Artigo: “Com Inácio em Montserrat”

Por João Melo, teólogo, filósofo e professor do Colégio Santo Inácio, do Rio de Janeiro (RJ).


Depois que se recuperou do ferimento da batalha em Pamplona, Inácio de Loyola iniciou uma longa peregrinação. Logo no começo dessa andança, o Peregrino – como mais tarde se intitulou – teve um importante encontro com Nossa Senhora de Montserrat. Montserrat foi uma pausa na caminhada de Inácio. O que pensava pelo caminho – Lc 24,17? Inácio refletia sobre as grandes obras que desejava realizar por amor a Deus (Autobiografia, n.17).  

Fé e sexualidade

Ele estava com a cabeça em questionamentos sobre sua sexualidade e seu futuro.
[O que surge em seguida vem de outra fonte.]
PR #492, opened 2026-07-30
feat(policies): repo_id@revision checkpoint specs + loader fixes

shuheng-liu:
## What this does

Published checkpoints are moving from **one repo per step** to **one repo per run, each saved step a git tag**, with `main` at the highest step. This adds the loading side of that: a `@<revision>` suffix on any checkpoint path.

```bash
--policy.path=TensorAuto/<runid>-<runname>@6000   # the "6000" tag
--policy.path=TensorAuto/<runid>-<runname>        # main = the latest step
```

The suffix works for `--policy.path`, `--config_path` and the `policy.pretrained_path` field of a config JSON. Parsing lives in `split_repo_revision` (`utils/hub.py`) and is applied at four loader chokepoints, so `make_policy` and the eight direct `from_pretrained` call sites need no changes.

Two behaviors worth calling out:

- **A local path is never split.** An existing path short-circuits, and a path-shaped string (leading `/`, `.`, `~`, a backslash, or more than one `/`) is left alone — so a moved checkpoint still fails as a path rather than as a bogus repo id. Checkpoint directories legitimately contain `@`.
- **Bare repo ids are unaffected**, so every checkpoint already published under the old `<run>-<step>` naming keeps resolving exactly as before.

Wiring this up surfaced four pre-existing bugs, all in the seven policies that override `from_pretrained` (pi05, pi05_mem, pi06, both pi07 low/high levels, both pi07_paligemma low/high levels — i.e. every policy in production use):

1. **The `config_version` normalization gate never ran for any of them.** The CHANGELOG describes `PreTrainedPolicy.from_pretrained` as "the single chokepoint every weight load crosses"; it was not. None of the seven peeked the version, and since `make_policy` always passes `config=`, their `if config is None` config-loading branch never ran either. **A pre-versioning checkpoint loaded through any of them was normalized with the *current* convention instead of the legacy one its weights were trained under** — silent, because the weights load cleanly and only the numbers are wrong. Extracted as `resolve_checkpoint_provenance` and called by all eight loaders immediately before `cls(config)`; the Normalize/Unnormalize modules read `config_version` at construction, so resolving it later is too late. `validate_input_resolution` was missing from the same seven and is resolved alongside it.

2. **Any load failure returned a randomly-initialized policy** with only a printed warning, so a typo'd repo or tag trained from noise. Now raises. The one tolerated case is a local directory with no `model.safetensors` — the DeepSpeed/ZeRO resume shape, where `accelerator.load_state` supplies the weights immediately after `make_policy` returns.

3. **Five of the seven read their own keyword-only parameters back out of `**kwargs`** (`revision`, `token`, `cache_dir`, `proxies`, `resume_download`, `local_files_only`), where keyword-only arguments can never appear — so all six were unconditionally `None` on every load. `revision` in particular meant an `@<step>` suffix would have been silently ignored.

4. **Published repos were not loadable by repo id at all.** They carry only `hf_config.json`, so `--policy.path=<repo>` failed on the missing `config.json` and `--config_path=<repo>` on the missing `train_config.json` — you had to fetch `hf_config.json` by hand. Both config loaders now fall back to it, which also fixes every checkpoint already on the Hub.

Weight resolution is unified in `resolve_pretrained_weights_file` and now happens **before** the model is constructed, so a bad spec fails in milliseconds instead of after a multi-billion-parameter init.

**This changes numbers for legacy checkpoints** served through those five policies: they now correctly normalize as `config_version` 0 instead of the current convention. That is the correction, but it will move outputs — see the Migration notes in `CHANGELOG.md`, including the `--policy.config_version=1` escape hatch to keep the previous behavior.

No `config_version` bump: the convention itself is unchanged, only which one gets applied.

## How it was tested

- **CPU suite green** (`pytest -m "not gpu and not network" -n auto`): 2383 passed. The only failures are pre-existing and environmental — three `tests/envs/test_factory.py` cases and two import errors, all `No module named 'libero'` in this local checkout; none touch this code.
- **GPU suite green** (`pytest -m gpu -n 0`) on an internal GPU dev box, targeted at every policy this PR changes — `test_pi05.py`, `test_pi05_mem_gpu.py`, `test_pi06.py`, `test_pi07_low_level.py`, `test_pi07_high_level_planner.py`, `test_pi07_paligemma_low_level.py`, `test_pi07_paligemma_high_level_planner.py`, `test_policies.py`: **14 passed, 0 failed, 10 skipped**. All ten skips are pre-existing unconditional `@pytest.mark.skip` decorators (memory-bound or marked slow), not related to this change.

New tests, all CPU and offline:

- `tests/utils/test_hub_revision.py` — the parse matrix: an *existing* local dir named `foo@bar`, a *non-existent* absolute path containing `@`, relative / `~` / Windows forms, `refs/pr/1`-style revisions, a trailing `@`, the conflicting-revision `ValueError`, and **idempotency** (`split(*split(s)) == split(s)`, the contract nested `from_pretrained` calls rely on).
- `tests/policies/test_pretrained_revision.py` — resolver forwarding (including the five previously-dropped kwargs) and loud failures for revision-not-found / repo-not-found / gated / entry-missing, each asserted *not* to be the tolerated error type.
- `tests/policies/test_from_pretrained_revision_overrides.py` — AST invariants over the whole policy registry. **These fail on `main`**: the `kwargs.get`-on-own-parameter check fails for 5 of 7 (six parameters each), and the shared-resolver, split, and provenance checks fail for 7 of 7. Includes a call-ordering assertion that provenance is resolved before `cls(config)`, and a completeness check that any *new* `from_pretrained` override either delegates to `super()` or gets added to the reviewed list.
- `tests/policies/test_from_pretrained_revision_behavior.py` — per-policy behavior for all seven: `@6000` reaches the Hub as `revision="6000"`, a bad tag raises instead of returning an untrained model, and `config_version` resolves to `0` for a legacy checkpoint / is inherited when tagged / is never overwritten when set explicitly.

The behavior tests run in ~0.1 s for all seven policies precisely because resolution now precedes model construction — if someone reorders that back, they become minutes-long, which is itself the signal.

```bash
git checkout claude/hf-checkpoint-upload-skill-857d35
uv sync --extra dev
```

The invariants that fail on `main` and pass here:

```bash
uv run pytest -q tests/policies/test_from_pretrained_revision_overrides.py
```

Everything else added by this PR:

```bash
uv run pytest -q tests/utils/test_hub_revision.py tests/policies/test_pretrained_revision.py tests/policies/test_from_pretrained_revision_behavior.py
```

The parse rule in isolation — note the local path with `@` in it is returned untouched:

```bash
uv run python -c "
from opentau.utils.hub import split_repo_revision as s
print(s('TensorAuto/my-run@6000'))   # ('TensorAuto/my-run', '6000')
print(s('TensorAuto/my-run'))        # ('TensorAuto/my-run', None)
print(s('/data/outputs/run@6000'))   # ('/data/outputs/run@6000', None)
"
```

## Checklist


shuheng-liu:
Both review notes addressed in 5eb40c7.

**`CHANGELOG.md:131` — overclaim (suggestion).** Agreed, and fixed. The claim now reads "a failed weight *resolution*", with an explicit **Scope** paragraph stating that the later key-remap / `load_state_dict` stage in those same seven overrides still catches broadly and returns a partially-loaded model. I left that stage alone deliberately rather than folding it in: `load_state_dict(strict=False)` already absorbs key mismatches, so what it actually hides is a genuine shape conflict, and tightening it can unmask the documented partial-load warm-start paths (e.g. pi06 warm-starting from a `lerobot/pi05` checkpoint). That belongs in its own revertible change, and the CHANGELOG now says so instead of implying this PR covered it.

**`src/opentau/configs/policies.py:801` — message vs. candidates (nit).** The message half is right and is fixed: it now names all three candidates instead of just `config.json`.

The `TypeError` half doesn't reproduce, so I haven't changed that behavior. `config_file = None` is caught by the `if config_file is None: return draccus.parse(cls, config_file, ...)` guard a few lines below, which raises `ParsingError` — `load_resolved_config_dict(None)` is never reached. That path is pinned by the pre-existing `tests/configs/test_utils_policies.py::test_from_pretrained`, which points at an empty directory and asserts `pytest.raises(ParsingError)`; it passes on this branch. Happy to be shown otherwise if you were looking at a different call path.

Unrelated but worth noting for anyone reading the checks: the earlier `check-checklist` failure was self-inflicted and not a body problem. `gh pr create` was blocked repeatedly, and the invocation that finally succeeded used `--fill-first`, so the PR briefly had the commit message as its body with no checklist. I replaced the body immediately. Because the workflow reads `context.payload.pull_request.body` from the event payload rather than fetching live, re-running that job just replays the original empty-checklist payload — only a fresh `edited`/`synchronize` event can clear it, which the push above provides.

shuheng-liu:
Correcting an overclaim of my own, found by testing this against a real consolidated repo rather than a mock.

I wrote that the `hf_config.json` fallback makes published checkpoints "loadable by repo id … which also fixes every checkpoint already on the Hub". Finding the file is not the same as decoding it:

- `--policy.path=<repo>@<step>` — **works.** Reads only the `.policy` sub-object.
- `--config_path=<repo>@<step>` — **still fails on older checkpoints.** It decodes the whole pipeline config, so a train config predating an unrelated schema change raises. Concretely, on a real 2-step consolidated repo: ``dataset_mixture.datasets.0``: The fields `grounding` are not valid for `DatasetConfig` — `grounding` was renamed to `vqa` in #124.

I am deliberately **not** adding `grounding` to `_STRIPPED_FIELDS`. That machinery exists for *removed* fields, where dropping them is lossless. `grounding` was **renamed**, so stripping it would let the config load with `vqa` at its default and silently lose a setting the run was actually trained with — a worse outcome than failing loudly. The claim was the thing that was wrong, not the behavior.

Scoped in `CHANGELOG.md` in f6005ed. Same species of overclaim as the `CHANGELOG.md:131` note earlier in this review, so thank you for tuning me to look for it.

Incidentally, that repo is a real instance of the `config_version` bug this PR fixes: its policy config carries no `config_version`, so before this change it would have been normalized under the *current* convention despite being a pre-versioning checkpoint. It now resolves to legacy `0`.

Sabemos desse episódio sobre a intimidade de sua vida interior porque seu confidente, Diogo Laínez, SJ, registrou que “ele decidiu ir para Nossa Senhora de Montserrat; e porque tinha mais medo de ser vencido no que diz respeito à castidade do que em outras coisas, fez no caminho voto de castidade, e isso a Nossa Senhora, a quem tinha especial devoção”. Ele desejava expressar sua afetividade de forma saudável e de acordo com seus desejos profundos.

Criada por Deus, a sexualidade diz respeito a toda a dimensão relacional da pessoa humana para que se relacione com Ele, consigo mesma, com os demais e com a Casa Comum. Portanto, engloba afeto, desejo, intimidade, prazer, emoções, sentimentos e influencia pensamentos, ações e interações. O ato sexual faz parte das expressões da sexualidade humana desejada por Deus.

Inácio, entretanto, queria viver um amor casto à Virgem que tinha diante de seus olhos.  E foi no caminho até Montserrat que ele ganhou alguma iluminação sobre esse ponto que lhe preocupava. Mesmo os biógrafos mais competentes de Inácio não possuem detalhes sobre como isso aconteceu exatamente, tamanha é a intimidade do episódio para a vida do peregrino. O silêncio sobre isso não significa menor importância, mas o quanto sua resolução é pessoal e não institucional. Talvez, justamente por tratar-se de algo muito particular, isto é, que Inácio percebeu não ser um caminho proposto a todas as pessoas, é que ele não enfatiza esse episódio em sua própria autobiografia. Seja como for, esse momento marca uma mudança na vida do santo que se compromete exclusivamente à “Dama de seus pensamentos”.

Inácio foi afortunado de chegar aos pés da Santa de Montserrat com uma opção de vida de “oferecer-se a Deus por mediação de Nossa Senhora” (Ricardo García-Villoslada, SJ) que era à sua época enaltecida pela Igreja como “estado de perfeição”. Porém, infelizmente, o celibato não era a realidade vivida por todos os que optavam por esse modo de vida cristã. O próprio irmão de Inácio, que era padre, tinha lá seus problemas com essa promessa.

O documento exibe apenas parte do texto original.